◆ **WHAT THE TASK REQUIRES**
Check every line of the records below for the string "chats" and copy the ones that have it.

[STORED DATA — start]

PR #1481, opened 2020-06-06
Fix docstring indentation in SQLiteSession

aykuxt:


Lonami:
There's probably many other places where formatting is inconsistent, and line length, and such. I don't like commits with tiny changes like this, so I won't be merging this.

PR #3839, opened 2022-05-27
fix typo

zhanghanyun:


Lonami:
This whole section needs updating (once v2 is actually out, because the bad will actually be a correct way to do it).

[STORED DATA — finish]
[STORED DATA — start]

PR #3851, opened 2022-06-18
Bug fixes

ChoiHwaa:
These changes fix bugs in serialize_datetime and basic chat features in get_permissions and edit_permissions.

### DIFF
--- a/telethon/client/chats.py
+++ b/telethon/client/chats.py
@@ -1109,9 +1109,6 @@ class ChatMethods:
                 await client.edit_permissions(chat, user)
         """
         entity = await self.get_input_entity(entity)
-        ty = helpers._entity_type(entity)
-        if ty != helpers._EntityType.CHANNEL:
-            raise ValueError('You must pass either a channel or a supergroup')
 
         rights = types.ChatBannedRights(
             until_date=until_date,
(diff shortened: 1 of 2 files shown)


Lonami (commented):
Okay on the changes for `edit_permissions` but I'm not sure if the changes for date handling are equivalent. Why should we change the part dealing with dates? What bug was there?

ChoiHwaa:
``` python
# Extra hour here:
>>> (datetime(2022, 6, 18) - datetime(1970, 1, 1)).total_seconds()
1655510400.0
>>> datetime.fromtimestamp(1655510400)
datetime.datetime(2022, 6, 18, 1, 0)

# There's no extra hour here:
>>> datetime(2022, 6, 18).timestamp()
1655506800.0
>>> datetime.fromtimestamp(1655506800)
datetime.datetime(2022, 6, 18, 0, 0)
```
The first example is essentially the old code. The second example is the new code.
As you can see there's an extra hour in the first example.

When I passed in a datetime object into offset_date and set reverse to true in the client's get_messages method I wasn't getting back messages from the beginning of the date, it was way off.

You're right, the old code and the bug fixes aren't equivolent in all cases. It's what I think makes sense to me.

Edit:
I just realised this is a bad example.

[STORED DATA — finish]
[STORED DATA — start]

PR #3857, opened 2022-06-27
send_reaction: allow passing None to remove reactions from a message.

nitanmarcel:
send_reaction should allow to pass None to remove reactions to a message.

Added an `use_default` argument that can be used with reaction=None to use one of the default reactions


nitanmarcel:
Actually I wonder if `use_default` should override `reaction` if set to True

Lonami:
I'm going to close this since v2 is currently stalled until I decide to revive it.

[STORED DATA — finish]

◆ **ANSWER FOR THE TASK**
--- a/telethon/client/chats.py
+++ b/telethon/client/chats.py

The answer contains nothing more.